Basically, yes. Though I would add that narrowing down model choices in some legible way is a necessary step if, for instance, we want to be able to interface with our models in any other way than querying for probabilities over the low-level state of the system.
Right. I think I'm more of the opinion that we'll end up choosing those interfaces via desiderata that apply more directly to the interface (like "we want to be able to compare two models' ratings of the same possible future"), rather than indirect desiderata on "how a practical agent should look" that we keep adding to until an interface pops out.
The problem with that sort of approach is that the system (i.e. agent) being modeled is not necessarily going to play along with whatever desiderata we want. We can't just be like "I want an interface which does X"; if X is not a natural fit for the system, then what pops out will be very misleading/confusing/antihelpful.
An oversimplified example: suppose I have some predictive model, and I want an interface which gives me a point estimate and confidence interval/region rather than a full distribution. That only works well if the distribution isn't multimodal in any important way. If it is importantly multimodal, then any point estimate will be very misleading/confusing/antihelpful.
More generally, the take away here is "we don't get to arbitrarily choose the type signature"; that choice is dependent on properties of the system.
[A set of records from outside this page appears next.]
PR #604, opened 2025-01-24
Restore Java 17 BREE for org.eclipse.jdt.debug

laeubi:
This is currently only needed to add an `@Override` annotation in one method but this can also be overridden without explicit annotation.

As jdt.debug is also a dependency for api tools, this currently prevents running latest API tools on java 17 as it fails with:

```
[INFO] --- tycho-apitools:4.0.11-SNAPSHOT:verify (verify) @ org.eclipse.osgi ---
[INFO] Resolve API baseline for org.eclipse.platform:org.eclipse.osgi:eclipse-plugin:3.23.0-SNAPSHOT with linux/gtk/x86_64
Error:  org.eclipse.jdt.debug 3.22.0.v20250116-1056 requires Execution Environment that matches (&(osgi.ee=JavaSE)(version=21)) but the current resolution context uses [a.jre.javase 17.0.0]
[INFO] {osgi.os=linux, osgi.ws=gtk, org.eclipse.update.install.features=true, osgi.arch=x86_64, org.eclipse.update.install.sources=true}
Error:  Cannot resolve project dependencies:
Error:    Software being installed: org.eclipse.pde.api.tools 1.3.700.v20250117-1154
Error:    Missing requirement: org.eclipse.jdt.debug 3.22.0.v20250116-1056 requires 'osgi.ee; (&(osgi.ee=JavaSE)(version=21))' but it could not be found
Error:    Cannot satisfy dependency: org.eclipse.jdt.launching 3.23.200.v20250110-0740 depends on: osgi.bundle; org.eclipse.jdt.debug [3.21.0,4.0.0)
Error:    Cannot satisfy dependency: org.eclipse.pde.api.tools 1.3.700.v20250117-1154 depends on: osgi.bundle; org.eclipse.jdt.launching [3.21.0,4.0.0)
```


jukzi:
> As jdt.debug is also a dependency for api tools, this currently prevents running latest API tools on java 17 as it fails with:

This might be related to the notion that if we try to dictate the form of a model ahead of time (i.e. some of the parameters are labeled "world model" in the code, and others are labeled "preferences", and inference is done by optimizing the latter over the former), but then just train it to minimize error, the actual content of the parameters after training doesn't need to respect our preconceptions. What the model really "wants" to do in the limit of lots of compute is find a way to encode an accurate simulation of the human in the parameters in a way that bypasses the simplifications we're trying to force on it.
For this problem, which might not be what you're talking about, I think a lot of the solution is algorithmic information theory. Trying to specify neat, human-legible parts for your model (despite not being able to train the parts separately) is kind of like choosing a universal Turing machine made of human-legible parts. In the limit of big powerfulness, the Solomonoff inductor will throw off your puny shackles and simulate the world in a highly accurate (and therefore non human-legible) way. The solution is not better shackles, it's an inference method that trades off between model complexity and error in a different way.
(P.S.: I think there is an "obvious" way to do that, and it's MML learning with some time constant used to turn error rates into total discounted error, which can be summed with model complexity.)
Just posted an analysis of the epistemic strategies underlying selection theorems and their applications. Might be interesting for people who want to go further with selection theorem, either by proving one or by critiquing one.
Interesting. Selection theorems seem like a way of identifying the purposes or source of goal directness in agents that seems obvious to us yet hard to pin down. Compare also the ground of optimization.